- Activity
Whenever a line of the entries below holds the string "have", copy that line and return it.

[Opening Provided records section]

PR #7537, opened 2019-03-01
DNSNameSet and QNameSetRule

andreydomas:
### Short description
Set of DNSName based on std::set.
Query rule for test if set contains qname.

### Checklist

I have:
- [X] compiled this code
- [X] tested this code
- [X] documented the code

### DIFF
--- a/pdns/dnsdist-lua-bindings.cc
+++ b/pdns/dnsdist-lua-bindings.cc
@@ -180,7 +180,7 @@ void setupLuaBindings(bool client)
   /* DNSNameSet */
   g_lua.registerFunction<string(DNSNameSet::*)()>("toString", [](const DNSNameSet&dns ) { return dns.toString(); });
   g_lua.registerFunction<void(DNSNameSet::*)(DNSName&)>("add", [](DNSNameSet& dns, DNSName& dn) { dns.insert(dn); });
-  g_lua.registerFunction<bool(DNSNameSet::*)(DNSName&)>("contains", [](DNSNameSet& dns, DNSName& dn) { return dns.find(dn) != dns.end(); });
+  g_lua.registerFunction<bool(DNSNameSet::*)(DNSName&)>("check", [](DNSNameSet& dns, DNSName& dn) { return dns.find(dn) != dns.end(); });
   g_lua.registerFunction("delete",(size_t (DNSNameSet::*)(const DNSName&)) &DNSNameSet::erase);
   g_lua.registerFunction("size",(size_t (DNSNameSet::*)() const) &DNSNameSet::size);
   g_lua.registerFunction("clear",(void (DNSNameSet::*)()) &DNSNameSet::clear);
--- a/pdns/dnsdist-lua-bindings.cc
+++ b/pdns/dnsdist-lua-bindings.cc
@@ -175,6 +175,16 @@ void setupLuaBindings(bool client)
   g_lua.registerFunction<string(DNSName::*)()>("toString", [](const DNSName&dn ) { return dn.toString(); });
   g_lua.writeFunction("newDNSName", [](const std::string& name) { return DNSName(name); });
   g_lua.writeFunction("newSuffixMatchNode", []() { return SuffixMatchNode(); });
+  g_lua.writeFunction("newDNSNameSet", []() { return DNSNameSet(); });
+
+  /* DNSNameSet */
+  g_lua.registerFunction<string(DNSNameSet::*)()>("toString", [](const DNSNameSet&dns ) { return dns.toString(); });
+  g_lua.registerFunction<void(DNSNameSet::*)(DNSName&)>("add", [](DNSNameSet& dns, DNSName& dn) { dns.insert(dn); });
+  g_lua.registerFunction<bool(DNSNameSet::*)(DNSName&)>("contains", [](DNSNameSet& dns, DNSName& dn) { return dns.find(dn) != dns.end(); });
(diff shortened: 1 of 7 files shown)


pdns/dnsdist-lua-bindings.cc
```diff
@@ -175,6 +175,16 @@ void setupLuaBindings(bool client)
   g_lua.registerFunction<string(DNSName::*)()>("toString", [](const DNSName&dn ) { return dn.toString(); });
   g_lua.writeFunction("newDNSName", [](const std::string& name) { return DNSName(name); });
   g_lua.writeFunction("newSuffixMatchNode", []() { return SuffixMatchNode(); });
+  g_lua.writeFunction("newDNSNameSet", []() { return DNSNameSet(); });
+
+  /* DNSNameSet */
+  g_lua.registerFunction<string(DNSNameSet::*)()>("toString", [](const DNSNameSet&dns ) { return dns.toString(); });
+  g_lua.registerFunction<void(DNSNameSet::*)(DNSName&)>("add", [](DNSNameSet& dns, DNSName& dn) { dns.insert(dn); });
+  g_lua.registerFunction<bool(DNSNameSet::*)(DNSName&)>("contains", [](DNSNameSet& dns, DNSName& dn) { return dns.find(dn) != dns.end(); });
```
rgacogne: Just a nit but we have `SuffixMatchNode::check()`, perhaps it would make sense to be consistent (although I agree that `::contains()` is actually more explicit)?
```suggestion
  g_lua.registerFunction<bool(DNSNameSet::*)(DNSName&)>("check", [](DNSNameSet& dns, DNSName& dn) { return dns.find(dn) != dns.end(); });
```

pdns/dnsdistdist/dnsdist-rules.hh
```diff
@@ -542,6 +543,22 @@ private:
   DNSName d_qname;
 };
 
+class QNameSetRule : public DNSRule {
+public:
+    QNameSetRule(const DNSNameSet names) : qname_idx(names) {}
```
rgacogne: It doesn't really matter but I'm pretty sure we will get a warning from `cppcheck` otherwise:
```suggestion
    QNameSetRule(const DNSNameSet& names) : qname_idx(names) {}
```

pdns/dnsdistdist/docs/rules-actions.rst
```diff
@@ -610,6 +610,11 @@ These ``DNSRule``\ s be one of the following items:
 
    :param string qname: Qname to match
 
+.. function:: QNameSetRule(set)
+   Matches if the set contains qname.
```
rgacogne: It might be nice to be explicit about the difference between `QNameSetRule` and `SuffixMatchNodeRule`, ie exact vs suffix match.

rgacogne: Mentioning `QnameSetRule` in the documentation for `SuffixMatchNodeRule` might make sense as well.

ahupowerdns: So I think we must make this difference very explicit, because it confused me too.

pdns/dnsname.hh
```diff
@@ -376,3 +378,11 @@ bool DNSName::operator==(const DNSName& rhs) const
 }
 
 extern const DNSName g_rootdnsname, g_wildcarddnsname;
+
+struct DNSNameSet: public std::set<DNSName> {
```
ahupowerdns: Why not an std::unordered_set? This is almost always way faster.

pdns/dnsdist-lua-bindings.cc
andreydomas: Ok, changed it to `::check()`

pdns/dnsdistdist/dnsdist-rules.hh
andreydomas: Fixed.

pdns/dnsdistdist/docs/rules-actions.rst
andreydomas: Wrote more about the difference and add mentionings.

pdns/dnsname.hh
andreydomas: Right you are, I was in a hurry. Fixed.

pdns/dnsdistdist/docs/reference/dnsnameset.rst
```diff
@@ -0,0 +1,60 @@
+.. _DNSNameSet:
+
+DNSNameSet objects
+==================
+
+A :class:`DNSNameSet` object is a set of :class:`DNSName` objects. 
+Based on std::set (usually implemented as red-black trees).
```
rgacogne: This line is not true anymore; sorry about that.

pdns/dnsdistdist/docs/rules-actions.rst
```diff
@@ -610,6 +610,13 @@ These ``DNSRule``\ s be one of the following items:
 
    :param string qname: Qname to match
 
+.. function:: QNameSetRule(set)
+  Matches if the set contains excact qname.
```
rgacogne:
```suggestion
  Matches if the set contains exact qname.
```

pdns/dnsdistdist/docs/reference/dnsnameset.rst
andreydomas: Fixed.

[Closing Provided records section]

- Output of the exercise
I have:
rgacogne: Just a nit but we have `SuffixMatchNode::check()`, perhaps it would make sense to be consistent (although I agree that `::contains()` is actually more explicit)?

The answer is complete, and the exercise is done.